Percutane transhepatische cholangiografie (PTC): bij deze procedure steekt de arts een dunne, holle naald door de huid van de buik en in een galkanaal in de lever. Een contrastkleurstof wordt vervolgens door de naald geïnjecteerd en er worden röntgenfotos gemaakt terwijl deze door de gal- en pancreaskanalen gaat. Net als bij ERCP kan deze benadering ook worden gebruikt om vloeistof- of weefselmonsters te nemen of om een stent in een kanaal te plaatsen om deze open te houden.
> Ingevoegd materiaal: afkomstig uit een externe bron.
Issue #3046, opened 2016-10-12
Exceptions during parallel task invocation are hidden


danpat:
When this error occurs:
https://github.com/Project-OSRM/osrm-backend/blob/77931ffe2405b579c0e9c8cd8772957aef75a114/src/contractor/contractor.cpp#L712

The exception is being hidden because this code is being executed under `tbb::parallel_invoke`.

We should take some care to modify this so that we can at least extract the original error message.

Exception handling performed by `tbb::parallel_invoke` is described here:
https://software.intel.com/en-us/node/506317

danpat:
Fixed by https://github.com/Project-OSRM/osrm-backend/issues/3385

PR #3385, opened 2016-12-01
Clean up exception handling and make logging a bit more consistent.

danpat:
This PR was initially to address #3046, but it has grown a bit in scope.  Once you peel the corner back.....

It bundles a few changes:

  - deprecates `SimpleLogger().Write(XXX)` in favour of the simpler `Log(XXX)` interface
  - adds a new `logERROR` level to differentiate between actual errors and warnings.  This should make logfiles easier to grep for errors.
  - proper unwrapping of exceptions thrown by a few of the error-prone `tbb::*` parallel workers
  - a new utility macro `SOURCE_REF` that is intended to be used along with throwing exceptions - it contains the filename and line number where the exception is thrown, to help making log analysis easier.  Existing `util::exceptions` have been updated to include this info
  - throws exceptions in two cases where we were simply performing `return 1` previously
  - remove use of `std::cerr/cout` in favour of `util::Log()` in most locations - this makes output more consistent and makes logging easier to find in the code
  - full run of `clang-format`

The overall intent of this change is to:
  - make logging code a little less verbose
  - catch some errors (around tbb::parallel_invoke) that we haven't been logging properly
  - include more useful information in exceptions that get thrown

There is a new logger called `util::UnbufferedLog()` that is used to support `doing something ..... done` style logging.  It flushes the final newline when the logging object is destroyed, so adapting existing to to use this involved creating some scopes and indenting some chunks of code.

Overall, this PR is mostly a big search/replace job, with a few extra scoping blocks added.

## Tasklist
 - [x] review
 - [ ] adjust for comments


include/util/exception.hpp
```diff
@@ -40,8 +41,14 @@ namespace util
 class exception final : public std::exception
 {
   public:
-    explicit exception(const char *message) : message(message) {}
-    explicit exception(std::string message) : message(std::move(message)) {}
+    explicit exception(const char *message_) : message(message_)
+    {
+        util::SimpleLogger().Write(logERROR) << message;
```
MoKob: I am not sure here if this is such a good idea. @daniel-j-h, whats your take? The logger is a synchronised entity and from what I can tell not exception save. So throwing an exception while throwing an exception looks like opening the doors of hell to me.

daniel-j-h: Yeah throwing while there's an exception active is a bad idea. That's the reason your dtor must not throw, too.

src/contractor/contractor.cpp
```diff
@@ -329,7 +332,10 @@ parse_segment_lookup_from_csv_files(const std::vector<std::string> &segment_spee
                           speed); //
 
                 if (!ok || it != last)
-                    throw util::exception{"Segment speed file " + filename + " malformed"};
+                {
+                    const std::string message{"Segment speed file " + filename + " malformed on line "+std::to_string(line_number)};
```
daniel-j-h: format

src/contractor/contractor.cpp
```diff
@@ -756,7 +768,8 @@ EdgeID Contractor::LoadEdgeExpandedGraph(
         std::ofstream geometry_stream(geometry_filename, std::ios::binary);
         if (!geometry_stream)
         {
-            throw util::exception("Failed to open " + geometry_filename + " for writing");
+            const std::string message{"Failed to open " + geometry_filename + " for writing"};
+            throw util::exception(std::move(message));
```
daniel-j-h: Huh, why does this even compile? You shouldn't be able to move from a const object.

daniel-j-h: Or better: the move will cast this to a `const string&&` which does not allow for the string's move ctor to trigger.

TheMarex:
I like the new ERROR vs. WARNING formatting however why did catching `tbb::capture_exception` not work in this case?

https://www.threadingbuildingblocks.org/docs/help/tbb_userguide/Exceptions_and_Cancellation.html

Catching this at the function scope and re-throwing as `osrm::exception` should work, no?

danpat:
@TheMarex The problem is that `tbb::exception` is *supposed* to contain the original exception, but doesn't always seem to.  This ticket originated from a production problem where `e.what()` for the `tbb::exception` was a blank.

My intent is to try to get the error logged as soon as we notice it.

src/util/log.cpp
```diff
@@ -75,21 +75,29 @@ SimpleLogger::~SimpleLogger()
         switch (level)
         {
         case logWARNING:
-            std::cerr << (is_terminal ? RED : "") << os.str() << (is_terminal ? COL_RESET : "")
-                      << std::endl;
+        case logERROR:
+            std::cerr << buffer.str();
```
MoKob: shouldn't all of these write to `stream`?

TheMarex:
Looks good from my side. 👍

src/util/log.cpp
danpat: @MoKob ah, good point - there was some implied behaviour here.  The base class assumes std::cout/cerr are the final destination, but subclasses can override that.

I've clarified the logic.  `Log` still finishes up with cerr/cout, but subclasses that override the stream will use that instead.

PR #3389, opened 2016-12-01
Try clang 3.9 lto

springmeyer:
experiemental, don't merge.


springmeyer:
Closing. Conclusion is that clang++ 3.8.1 and clang++ 4.0.0 both produce LTO that work with binutils 2.27 and latest binutils. But clang++ 3.9.0 is broken. We will hope that 3.9.1, when released will support lto again in a way that does not segfault binutils. Tracking using clang++ 3.8.1 in #3377

PR #3391, opened 2016-12-01
Use correct newlines during Windows test runs.

danpat:
Windows builds were failing a test case because of bad newline assumptions.

## Tasklist
 - [ ] review
 - [ ] adjust for comments


danpat:
Replaced by #3390 (which actually works).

Omdat het invasiever is (en meer pijn kan veroorzaken), wordt PTC meestal niet gebruikt, tenzij ERCP al is geprobeerd of om de een of andere reden niet kan worden gedaan.

Positronemissietomografie (PET) -scan

Voor een PET-scan wordt u ingespoten met een licht radioactieve vorm van suiker, die zich voornamelijk in kankercellen verzamelt. Een speciale camera wordt vervolgens gebruikt om een foto te maken van gebieden met radioactiviteit in het lichaam.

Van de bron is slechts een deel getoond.